Discussion in 'Irrigation' started by PurpHaze, Oct 15, 2005.

  1. PurpHaze

    PurpHaze LawnSite Fanatic
    Posts: 5,496

    Is this cropping up in your area? We've had two recently completed projects (carwash and public cemetery entrance) make it to the newspaper. The city allowed these two projects in order to determine if the beautification aspect and saving of water is something they want to allow in their codes. I'll be watching them to see how they weather but right now they don't look too bad with longer "grass blades." These projects also have trees in them which still require irrigation but the rest of it is supposed to be maintenance free. One thing I do notice is that the carwash area is slightly hilled and could become a target for graffitti.
  2. Dirty Water

    Dirty Water LawnSite Fanatic
    Posts: 6,799

    That stuff is just going to get vandalized and torn apart...If not by kids, then by angry lawn care companys :)
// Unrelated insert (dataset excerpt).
PR #1127, opened 2019-05-27
Move deposit contract back

### LINKED ISSUE #980: Move deposit contract back to this repo
Deposit contract was moved to another [repo](https://github.com/ethereum/deposit_contract) because we wanted to make eth2.0-specs pure with just documents. But after some recent updates (thanks to @protolambda and @djrtwo), now `eth2.0-specs` repo is the CI/test-gen center. It seems moving deposit contract back can make the spec-syncing and release easier.

hwwhww:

    Thats my opinion at least...

    Remember when subsurface turf drip was the future? I don't hear much about that either.
  3. Wet_Boots

    Wet_Boots LawnSite Fanatic
    Posts: 47,642

    I know of some towns that have put in artificial turf athletic fields, because the old grass fields were being worn out by overuse.
  4. PurpHaze

    PurpHaze LawnSite Fanatic
    Posts: 5,496

    Until last year our district had only one stadium that served three high schools and one community college. Each year after all the football/soccer/track/band usage it was wiped out and required complete resodding in the late spring. With the addition of a fourth high school three years ago there were two proposals: (1) install artificial athletic turf on the existing stadium, or (2) build a new stadium. They opted to build a new stadium to take the pressure off but also moved JV and Frosh games from the HS sites to both stadiums. Now BOTH stadiums need resodding between the side lines and 15 yard lines each spring. :rolleyes:
  5. PurpHaze

    PurpHaze LawnSite Fanatic
    Posts: 5,496

    I believe that was PAT (prescription athletic turf) developed by Purdue or some other university in the midwest. Watered by capillary action at the bottom of the root zone. By reversing the pumps the perforated irrigation lines could then be used as "suction drainage" when too much rain occurred, thus keeping the field in "perfect" balance. A typical irrigation system was still installed as "backup" in the event the PAT didn't work. :D
  6. Critical Care

    Critical Care LawnSite Bronze Member
    Posts: 1,654

    A small strip of artificial turf was installed in the median of one of the roads nearby where I live. It survived for almost a year but has just recently been dug up for one reason or another. People typically laughed at the idea, but at least it stayed more green than the junipers that were planted at the same place.